TODO:

1. We currently plot the vertical lines on the original Mesh. We need to draw the vertical lines on the flat Mesh. We need to convert the LinePoints from the original Mesh coordinates into the flat Mesh coordinates.
2. Utilize the intersection of the Mesh with the vertical lines as the LineSeed points. Current implementing a line walk with small increments. May be able to utilize the following approach: https://stackoverflow.com/questions/3838329/how-can-i-check-if-two-segments-intersect

Drawing Vertical lines on Flatten Image

Can now transfer the LineSeeds to the Flatten Image and Draw the Vertical lines. Although the lines are relatively well distributed throughout the Flattened Mesh, the Generated Mesh has regions that are not covered.

How do we improve coverage?

1. We could generate the LineSeeds in such a way that every triangle has at least one line through it? Could be an expensive process. Could also result in overly dense. May result in an optimization problem.

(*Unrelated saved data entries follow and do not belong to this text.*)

PR #1170, opened 2020-12-08
set x-forwarded-for from x-real-ip header

takeit:
## Reasons
Properly detect client real IP in Publisher for the geolocation feature. When the app is behind the proxy the real client IP address is the IP of the proxy.

## Proposed Changes

  - set value of `x-forwarded-for` header from `x-real-ip` header

License: AGPLv3

### DIFF
--- a/public/index.php
+++ b/public/index.php
@@ -19,6 +19,8 @@ if ($_SERVER['APP_DEBUG']) {
     Debug::enable();
 }
 
+$_SERVER['HTTP_X_FORWARDED_FOR'] = $_SERVER['HTTP_X_REAL_IP'];
+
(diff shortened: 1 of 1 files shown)


takeit:
Failed tests are not related to these changes. The tests will be fixed in another PR.

public/index.php
```diff
@@ -19,6 +19,8 @@
     Debug::enable();
 }
 
+$_SERVER['HTTP_X_FORWARDED_FOR'] = $_SERVER['HTTP_X_REAL_IP'];
```
ahilles107, line 22: What if it will be not set and `HTTP_X_FORWARDED_FOR` will have real value? As it can be populated by nginx config rules? I would add some checks, but best would be to handle this on nginx level - not here.

PR #1187, opened 2021-02-16
expose search articles api endpoint

greg606:
## Reasons

For PWA applications the search is required to be exposed without jwt authentication

License: AGPLv3


takeit:
it should go to master

PR #1198, opened 2021-03-22
Add PWA config to tenant

greg606:
## Reasons

To allow proper operation of PWA enabled tenant. 

## Proposed Changes

License: AGPLv3


features/tenants/creating_a_new_tenant_with_pwa_config.feature
```diff
@@ -0,0 +1,40 @@
...
+    Given I am authenticated as "test.user"
+    When I add "Content-Type" header equal to "application/json"
+    And I send a "POST" request to "/api/v2/tenants/" with body:
+     """
+      {
+          "domain_name": "example.com",
+          "name": "Example tenant",
+          "subdomain": "tenant1",
+          "pwa_config": {
+            "url": "pwa_url"
```
takeit, line 16: it should be validated so it's possible to enter only enter valid urls

PR #1212, opened 2021-10-29
Convert image palette to truecolor before converting to webp

kottkrig:
## Reasons

`ImageConversionHandler.php` would crash on images in the color space _Adobe RGB (1998)_ with the error: `Paletter image not supported by webp`.

## Proposed Changes

Normalize the color space to truecolor before converting it to webp.

License: AGPLv3


takeit:
Thanks @kottkrig !

PR #1214, opened 2021-11-02
Urlencode subscription cache key

kottkrig:
## Reasons

`CachedSubscriptionsProvider` will throw an error when the generated cache key contains a space.

```
Doctrine\Common\Cache\InvalidCacheId: Cache id "/var/www/publisher[subscription_provider_xxxxtest@example.com__NAME WITH SPACE][1]" contains unauthorized character " "
```

## Proposed Changes

Urlencode the generated cache key to ensure that it only contains valid characters.

License: AGPLv3


takeit:
Thanks @kottkrig !

PR #1217, opened 2022-01-20
Cancel article timestampable when updating mediaUpdatedAt

### LINKED ISSUE #1215: Bug: Article updatedAt field is updated when media is converted to webp
## Current behaviour

Currently, in `swp_article` table, the value in column `updated_at` is updated each time the article's media renditions are converted to webp. 

Here are some rows from our database where we can see that `updated_at` is set to the same timestamp as `media_updated_at`. These articles haven't been modified in any way other than the article images being converted to webp.

| id    | created_at          | updated_at          | media_updated_at    |
|-------|---------------------|---------------------|---------------------|
| 44152 | 2021-11-23 10:31:13 | 2021-11-24 16:05:22 | 2021-11-24 16:05:22 |
| 44151 | 2021-11-23 10:04:25 | 2021-11-24 16:02:49 | 2021-11-24 16:02:49 |
| 44150 | 2021-11-23 09:58:29 | 2021-11-24 16:02:40 | 2021-11-24 16:02:40 |
| 44149 | 2021-11-23 09:53:33 | 2021-11-24 16:02:16 | 2021-11-24 16:02:16 |
| 44148 | 2021-11-23 09:41:27 | 2021-11-24 16:02:07 | 2021-11-24 16:02:07 |
| 44147 | 2021-11-23 09:31:17 | 2021-11-24 16:01:53 | 2021-11-24 16:01:53 |

## Expected behaviour

Only the column `media_updated_at` should be updated on each webp conversion. `updated_at` should not be altered.

## Possible fix/solution?

We haven't been able to pinpoint the code that is responsible for the updated `updated_at` field. Is this perhaps an expected Symfony behaviour?

As far as we can see, the ImageConversionHandler seems to be doing the correct thing. It updates the `media_updated_at` field.

https://github.com/superdesk/web-publisher/blob/ef8afc6cdefab1b0fde38063c38eefd1c508590d/src/SWP/Bundle/CoreBundle/MessageHandler/ImageConversionHandler.php#L132-L139

kottkrig:
## Reasons

Currently, article "updatedAt" is updated when images are successfully converted to webp. The expected behaviour would be to only update the "mediaUpdatedAt" field. This PR fixes #1215.

## Proposed Changes

Call `TimestampableCancelInterface.cancelTimestampable(true)` to cancel the automatic update of "updatedAt" field on article.

License: AGPLv3

### DIFF
--- a/src/SWP/Bundle/CoreBundle/MessageHandler/ImageConversionHandler.php
+++ b/src/SWP/Bundle/CoreBundle/MessageHandler/ImageConversionHandler.php
@@ -134,7 +134,9 @@ class ImageConversionHandler implements MessageHandlerInterface
         /** @var ImageRenditionInterface[] $articleMedia */
         $articleMedia = $this->imageRenditionRepository->findBy(['image' => $image]);
         foreach ($articleMedia as $media) {
-            $media->getMedia()->getArticle()->setMediaUpdatedAt(new DateTime());
+            $article = $media->getMedia()->getArticle();
+            $article->setMediaUpdatedAt(new DateTime());
+            $article->cancelTimestampable(true);
         }
     }
 


takeit:
thank you, @kottkrig!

How many regions do not generate trifinder?

Running diagnostics to determine the number of regions that fail trifinder generation.

Was able to generate some diagnostics to determine how many regions can successfully produce a trifinder. Total regions: 45 Regions with successful trifinder: 37 About 82% can generate trifinder.

Creating Dual of Triangulation:

1. Generate red dot.
2. Produce vertical line based on red dot.
3. Determine which edge the vertical line intersects.
4. Place LineSeed where the vertical line intersects with the edge.
5. Based on the intersecting edge, determine the next triangle the vertical line will intersect.
6. Go back to step 3 until we are outside the trifinder.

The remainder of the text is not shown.